[[ EXTRACTED RECORDS, beginning ]]

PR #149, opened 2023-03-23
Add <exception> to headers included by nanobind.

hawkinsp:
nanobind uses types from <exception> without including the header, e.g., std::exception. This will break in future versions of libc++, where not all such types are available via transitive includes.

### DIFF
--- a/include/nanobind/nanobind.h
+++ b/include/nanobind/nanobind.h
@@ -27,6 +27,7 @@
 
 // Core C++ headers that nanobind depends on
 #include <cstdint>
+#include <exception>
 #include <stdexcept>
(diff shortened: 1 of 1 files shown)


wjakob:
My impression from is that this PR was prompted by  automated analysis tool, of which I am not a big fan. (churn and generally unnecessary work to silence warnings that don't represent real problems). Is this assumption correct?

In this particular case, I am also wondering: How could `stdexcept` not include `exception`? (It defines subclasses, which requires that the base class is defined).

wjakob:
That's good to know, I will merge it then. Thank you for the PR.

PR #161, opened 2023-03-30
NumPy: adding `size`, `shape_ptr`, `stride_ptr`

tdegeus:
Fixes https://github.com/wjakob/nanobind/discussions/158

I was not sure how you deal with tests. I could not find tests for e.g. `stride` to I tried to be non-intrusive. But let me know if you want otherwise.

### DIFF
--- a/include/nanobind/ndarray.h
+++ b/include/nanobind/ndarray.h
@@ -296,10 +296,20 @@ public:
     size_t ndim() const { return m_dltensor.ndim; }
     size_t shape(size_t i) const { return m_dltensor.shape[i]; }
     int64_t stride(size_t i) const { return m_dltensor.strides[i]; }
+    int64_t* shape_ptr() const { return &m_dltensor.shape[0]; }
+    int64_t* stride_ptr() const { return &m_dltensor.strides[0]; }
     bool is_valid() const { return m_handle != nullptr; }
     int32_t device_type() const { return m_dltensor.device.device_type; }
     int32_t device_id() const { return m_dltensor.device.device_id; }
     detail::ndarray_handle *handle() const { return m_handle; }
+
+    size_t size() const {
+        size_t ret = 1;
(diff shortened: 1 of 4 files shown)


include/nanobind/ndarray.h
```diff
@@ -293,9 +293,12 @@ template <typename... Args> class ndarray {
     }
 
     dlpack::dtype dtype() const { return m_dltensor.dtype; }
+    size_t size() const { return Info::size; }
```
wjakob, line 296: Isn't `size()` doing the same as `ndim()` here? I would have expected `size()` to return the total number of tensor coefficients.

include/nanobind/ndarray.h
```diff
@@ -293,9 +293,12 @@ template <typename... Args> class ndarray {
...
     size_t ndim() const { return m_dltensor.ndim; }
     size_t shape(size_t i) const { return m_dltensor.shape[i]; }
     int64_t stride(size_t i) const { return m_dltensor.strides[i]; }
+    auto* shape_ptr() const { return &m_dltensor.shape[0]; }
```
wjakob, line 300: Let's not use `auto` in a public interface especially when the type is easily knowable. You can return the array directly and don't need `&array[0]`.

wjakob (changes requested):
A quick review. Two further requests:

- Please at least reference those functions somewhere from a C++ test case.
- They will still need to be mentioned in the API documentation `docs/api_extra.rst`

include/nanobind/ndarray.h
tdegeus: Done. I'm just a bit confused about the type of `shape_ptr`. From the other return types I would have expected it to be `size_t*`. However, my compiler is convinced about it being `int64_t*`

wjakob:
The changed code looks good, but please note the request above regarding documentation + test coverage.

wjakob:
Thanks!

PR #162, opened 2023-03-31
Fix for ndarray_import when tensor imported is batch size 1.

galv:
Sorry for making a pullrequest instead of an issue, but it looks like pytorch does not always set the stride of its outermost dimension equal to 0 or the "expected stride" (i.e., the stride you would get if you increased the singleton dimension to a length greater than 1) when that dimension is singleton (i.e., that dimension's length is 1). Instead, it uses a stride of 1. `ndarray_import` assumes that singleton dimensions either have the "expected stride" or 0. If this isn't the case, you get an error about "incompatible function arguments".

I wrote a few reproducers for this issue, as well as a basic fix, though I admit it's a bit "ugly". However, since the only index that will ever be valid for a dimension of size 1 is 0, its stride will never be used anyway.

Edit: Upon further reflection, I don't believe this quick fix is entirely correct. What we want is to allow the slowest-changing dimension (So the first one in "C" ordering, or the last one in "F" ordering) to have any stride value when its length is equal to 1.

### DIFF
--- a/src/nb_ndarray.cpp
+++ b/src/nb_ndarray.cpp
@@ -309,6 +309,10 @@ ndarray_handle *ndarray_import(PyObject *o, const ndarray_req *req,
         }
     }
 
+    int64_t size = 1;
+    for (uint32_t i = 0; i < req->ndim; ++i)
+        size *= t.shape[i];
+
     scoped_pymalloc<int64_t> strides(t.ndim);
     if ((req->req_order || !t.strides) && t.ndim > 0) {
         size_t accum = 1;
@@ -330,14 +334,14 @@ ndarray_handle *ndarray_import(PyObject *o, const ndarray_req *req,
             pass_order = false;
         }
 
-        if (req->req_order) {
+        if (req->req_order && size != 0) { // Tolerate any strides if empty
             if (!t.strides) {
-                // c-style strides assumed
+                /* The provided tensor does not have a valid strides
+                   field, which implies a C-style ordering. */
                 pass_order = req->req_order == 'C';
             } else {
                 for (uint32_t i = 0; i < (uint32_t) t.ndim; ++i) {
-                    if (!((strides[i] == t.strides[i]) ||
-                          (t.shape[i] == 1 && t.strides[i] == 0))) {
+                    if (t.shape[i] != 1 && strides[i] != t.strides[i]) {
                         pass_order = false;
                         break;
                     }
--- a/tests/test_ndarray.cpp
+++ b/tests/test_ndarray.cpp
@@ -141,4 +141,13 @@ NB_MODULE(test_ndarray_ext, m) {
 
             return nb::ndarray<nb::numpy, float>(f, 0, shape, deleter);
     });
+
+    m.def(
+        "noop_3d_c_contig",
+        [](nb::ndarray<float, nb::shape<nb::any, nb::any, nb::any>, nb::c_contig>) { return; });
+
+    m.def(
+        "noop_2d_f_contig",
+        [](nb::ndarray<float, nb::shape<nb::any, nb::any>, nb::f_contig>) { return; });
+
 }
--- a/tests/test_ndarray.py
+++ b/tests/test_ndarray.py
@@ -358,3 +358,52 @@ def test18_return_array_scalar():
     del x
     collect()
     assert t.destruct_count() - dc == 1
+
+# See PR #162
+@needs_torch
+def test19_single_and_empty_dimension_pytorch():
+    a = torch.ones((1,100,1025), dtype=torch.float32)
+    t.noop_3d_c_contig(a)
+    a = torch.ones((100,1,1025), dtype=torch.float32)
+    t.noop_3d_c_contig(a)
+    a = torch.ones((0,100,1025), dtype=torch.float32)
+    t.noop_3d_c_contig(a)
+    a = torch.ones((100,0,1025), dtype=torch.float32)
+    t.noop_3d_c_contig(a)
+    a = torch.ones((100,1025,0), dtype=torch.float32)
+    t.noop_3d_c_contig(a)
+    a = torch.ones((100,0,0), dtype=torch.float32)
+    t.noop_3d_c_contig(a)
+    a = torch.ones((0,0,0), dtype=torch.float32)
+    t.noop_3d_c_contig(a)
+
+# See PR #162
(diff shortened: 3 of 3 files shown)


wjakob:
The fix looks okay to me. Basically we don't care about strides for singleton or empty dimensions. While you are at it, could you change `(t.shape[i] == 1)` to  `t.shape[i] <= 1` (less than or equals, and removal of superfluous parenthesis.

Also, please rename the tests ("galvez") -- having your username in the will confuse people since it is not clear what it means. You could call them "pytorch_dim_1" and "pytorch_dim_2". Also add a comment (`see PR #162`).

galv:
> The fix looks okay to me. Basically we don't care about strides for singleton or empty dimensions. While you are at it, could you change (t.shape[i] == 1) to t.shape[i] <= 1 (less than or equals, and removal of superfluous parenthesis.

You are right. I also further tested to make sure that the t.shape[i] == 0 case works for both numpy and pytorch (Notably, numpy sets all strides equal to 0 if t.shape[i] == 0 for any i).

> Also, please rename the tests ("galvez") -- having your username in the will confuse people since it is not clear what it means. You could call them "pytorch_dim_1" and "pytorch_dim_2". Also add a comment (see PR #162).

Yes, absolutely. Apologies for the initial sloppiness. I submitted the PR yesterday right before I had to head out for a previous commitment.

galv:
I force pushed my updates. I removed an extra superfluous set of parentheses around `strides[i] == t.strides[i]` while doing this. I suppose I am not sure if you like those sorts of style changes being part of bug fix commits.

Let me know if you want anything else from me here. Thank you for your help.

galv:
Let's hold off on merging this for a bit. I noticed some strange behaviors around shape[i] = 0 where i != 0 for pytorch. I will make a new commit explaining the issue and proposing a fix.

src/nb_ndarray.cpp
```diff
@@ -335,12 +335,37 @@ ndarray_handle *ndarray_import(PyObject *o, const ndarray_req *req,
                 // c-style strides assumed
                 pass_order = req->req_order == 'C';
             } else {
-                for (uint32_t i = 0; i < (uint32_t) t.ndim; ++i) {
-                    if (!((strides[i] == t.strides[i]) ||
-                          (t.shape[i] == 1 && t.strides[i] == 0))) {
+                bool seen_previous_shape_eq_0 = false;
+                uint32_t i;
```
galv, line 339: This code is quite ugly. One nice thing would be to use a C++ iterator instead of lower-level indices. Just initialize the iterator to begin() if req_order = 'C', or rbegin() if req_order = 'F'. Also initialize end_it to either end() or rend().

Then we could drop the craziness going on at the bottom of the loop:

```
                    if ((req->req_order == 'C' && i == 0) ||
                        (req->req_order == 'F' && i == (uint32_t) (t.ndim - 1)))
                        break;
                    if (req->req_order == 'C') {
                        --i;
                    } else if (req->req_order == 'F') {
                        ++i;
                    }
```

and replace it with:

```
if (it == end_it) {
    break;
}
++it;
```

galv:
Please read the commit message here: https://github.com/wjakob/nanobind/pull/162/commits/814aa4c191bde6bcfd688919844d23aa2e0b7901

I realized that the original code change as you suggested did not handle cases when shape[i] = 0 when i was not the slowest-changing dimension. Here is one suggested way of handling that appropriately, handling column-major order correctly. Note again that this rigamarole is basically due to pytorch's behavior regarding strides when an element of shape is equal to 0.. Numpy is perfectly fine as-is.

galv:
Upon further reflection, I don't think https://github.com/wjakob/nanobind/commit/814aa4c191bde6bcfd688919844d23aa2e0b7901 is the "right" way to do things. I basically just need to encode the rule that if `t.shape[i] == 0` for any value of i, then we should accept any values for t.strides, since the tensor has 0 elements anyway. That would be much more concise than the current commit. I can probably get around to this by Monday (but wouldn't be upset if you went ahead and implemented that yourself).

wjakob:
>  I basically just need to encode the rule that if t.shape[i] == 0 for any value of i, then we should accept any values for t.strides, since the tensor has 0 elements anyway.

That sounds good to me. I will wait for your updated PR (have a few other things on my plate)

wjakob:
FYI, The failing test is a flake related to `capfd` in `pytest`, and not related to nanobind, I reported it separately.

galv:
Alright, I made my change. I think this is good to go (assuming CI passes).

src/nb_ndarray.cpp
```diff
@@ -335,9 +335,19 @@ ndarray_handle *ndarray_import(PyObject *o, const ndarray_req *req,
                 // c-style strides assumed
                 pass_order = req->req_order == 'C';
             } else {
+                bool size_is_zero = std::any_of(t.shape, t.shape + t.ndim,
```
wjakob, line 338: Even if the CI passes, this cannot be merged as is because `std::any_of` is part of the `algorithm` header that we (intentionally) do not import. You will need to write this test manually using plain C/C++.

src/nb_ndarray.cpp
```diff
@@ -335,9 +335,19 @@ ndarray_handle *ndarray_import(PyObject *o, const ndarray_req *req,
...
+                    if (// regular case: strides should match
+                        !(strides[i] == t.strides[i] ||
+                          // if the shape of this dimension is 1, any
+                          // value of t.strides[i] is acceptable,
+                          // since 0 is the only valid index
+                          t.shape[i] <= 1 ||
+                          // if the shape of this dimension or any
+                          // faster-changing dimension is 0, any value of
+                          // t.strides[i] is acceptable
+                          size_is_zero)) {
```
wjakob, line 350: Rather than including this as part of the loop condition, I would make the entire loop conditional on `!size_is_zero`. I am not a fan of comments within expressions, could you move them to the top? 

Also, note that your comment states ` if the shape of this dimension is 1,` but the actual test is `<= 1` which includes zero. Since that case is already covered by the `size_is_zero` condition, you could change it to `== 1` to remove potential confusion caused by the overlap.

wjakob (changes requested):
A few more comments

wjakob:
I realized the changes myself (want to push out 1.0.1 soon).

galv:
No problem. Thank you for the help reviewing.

[[ EXTRACTED RECORDS, end ]]

**THE PROBLEM:**
Only the lines above from the one with "a valid strides" through the one with "--- a/tests/test_ndarray.cpp" should be duplicated, character for character.

**RESPONSE AREA:**
+                /* The provided tensor does not have a valid strides
+                   field, which implies a C-style ordering. */
                 pass_order = req->req_order == 'C';
             } else {
                 for (uint32_t i = 0; i < (uint32_t) t.ndim; ++i) {
-                    if (!((strides[i] == t.strides[i]) ||
-                          (t.shape[i] == 1 && t.strides[i] == 0))) {
+                    if (t.shape[i] != 1 && strides[i] != t.strides[i]) {
                         pass_order = false;
                         break;
                     }
--- a/tests/test_ndarray.cpp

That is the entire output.